The franchisor’s claim that it asserted only non-contract causes of action against the West Covina defendants was contradicted by the allegations of its complaint. It brought contract claims against West Covina for goods sold and delivered, and also sought to recover against West Covina under the liquidated damages provision. West Covina successfully defended against these claims and was accordingly entitled to recover its attorney fees under Civil Code section 1717. Westco’s argument was also unavailing because the attorney fees provision in the franchise agreement covered non-contract claims. Finally, Westco did not request apportionment of attorney fees in the trial court below and accordingly forfeited the right to do so for the first time on appeal.
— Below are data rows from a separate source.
PR #4630, opened 2026-03-13
fix: Handle trailing bytes in dump keys

### LINKED ISSUE #4573: Dump endpoint fails with 'invalid cid: trailing bytes' on blockstore keys
## Summary

The `/debug/dump` endpoint fails with `invalid cid: trailing bytes in data buffer passed to cid Cast` when iterating blockstore keys that contain extra bytes beyond the CID.

## Root Cause

In `internal/datastore/multi.go`, `HumanReadableKey()` calls `cid.Cast()` directly on key slices:

```go
func HumanReadableKey(key []byte) (string, error) {
    switch key[0] {
    case blockStoreKey:
        if bytes.HasPrefix(key[1:], []byte{toMergeIndexPrefix}) {
            cid, err := cid.Cast(key[2:])  // fails if trailing bytes exist
            ...
        }
        cid, err := cid.Cast(key[1:])      // fails if trailing bytes exist
        ...
    case encStoreKey:
        cid, err := cid.Cast(key[1:])      // fails if trailing bytes exist
        ...
    }
}
```

`cid.Cast()` is strict — it rejects any trailing bytes after the CID. When blockstore keys contain chunk index or other metadata bytes appended after the CID, the parse fails.

**Additional bug**: There's a duplicate `case encStoreKey` that shadows `case systemStoreKey` (lines ~147-148).

## Fix

Use `cid.Decode()` or parse the CID prefix length and slice accordingly, rather than passing the full remaining key bytes to `cid.Cast()`.

## Reproduction

```bash
# Create schema + document, then dump
defradb client schema add 'type User { name: String  age: Int }'
defradb client query 'mutation { create_User(input: {name: "Alice", age: 30}) { _docID } }'
curl http://localhost:9181/api/v0/debug/dump
# Returns: "invalid cid: trailing bytes in data buffer passed to cid Cast"
```

Also reproducible via integration tests in `defradb.rs`:
```bash
cargo test -p integration-test --test backup -- go_dump
```

SharanRP:
## Relevant issue(s)

Resolves #4573

## Description

Fixes the `/debug/dump` endpoint failure when chunk storage is enabled.

- Replaced `cid.Cast` with `cid.CidFromBytes` in [HumanReadableKey](cci:1://file:///home/sharanrp/Desktop/projects/defradb/internal/datastore/multi.go:122:0-154:1) to tolerate trailing chunk metadata bytes in raw keys.
- Corrected a copy-paste bug where `case encStoreKey` shadowed `systemStoreKey`.

## Tasks

- [x] I made sure the code is well commented.

## How has this been tested?

Verified with a reproduction script using `cid.CidFromBytes` on keys with trailing metadata. Ran internal datastore tests to ensure no regressions.

Tested on:
- Linux


AndrewSisley:
Hey Sharan, sorry that we are only just getting round to review now.  

The fix looks probable, but it cannot be merged without integration tests.  Please add some before re-opening this if you wish to resolve the ticket.

Thanks for having a look!

PR #36, opened 2020-02-26
[FLINK-16123] Add auto-routable Protobuf Kafka ingress

tzulitai:
This PR adds support for a Protobuf Kafka ingress that automatically routes values as Protobuf `Any` messages to target functions using the Kafka record's key (as UTF8 strings) as the function id.

The YAML definition looks like the following:
```
ingress:
  meta:
    type: org.apache.flink.statefun.sdk.kafka/routable-protobuf-kafka-connector
    id: com.mycomp.foo/bar
  spec:
    address: kafka-broker:9092
    consumerGroupId: my-group-id
    topics:
      - topic: topic-1
        typeUrl: com.googleapis/com.mycomp.foo.MessageA
        targets:
          - com.mycomp.foo/function-1
          - com.mycomp.foo/function-2
      - topic: topic-2
        typeUrl: com.googleapis/com.mycomp.foo.MessageB
        targets:
          - com.mycomp.foo/function-2
    autoOffsetResetPosition: earliest
    startupPosition:
      type: earliest
    properties:
      - foo.config: bar
```

Summary:
- For each topic, users define the Protobuf type URL of the message type in that topic, and the list of target functions to route records of that topic to.
- Users must use as key the target function ids, as a UTF8 string.

When binding this ingress to a module, `JsonModule` automatically binds a `AutoRoutableProtobufRouter` for the ingress. Therefore, users do not need to explicitly define a router for the ingress in the YAML.

---

### Verifying

- A unit test `RoutableProtobufKafkaSourceProviderTest` is added to demonstrate example YAML and usage.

The case is Nos. B264846 c/w B269393.

Attorneys: Avedis Nalbandian (Law Offices of Avedis Nalbandian) for Westco Petroleum Distributors, Inc. Thomas J. Stolp (Rogers, MacLeith & Stolp, LLP) for Huntington Beach Industrial and Huntington Beach Petroleum, LLC. Thomas J. Weiss and Shawn Zaman (Law Offices of Thomas J. Weiss) for West Covina Gas & Market, Inc., Shahram Bakhtiari, and Mehraban Forughi.

Companies: Westco Petroleum Distributors, Inc.; Huntington Beach Industrial; Huntington Beach Petroleum, LLC; West Covina Gas & Market, Inc.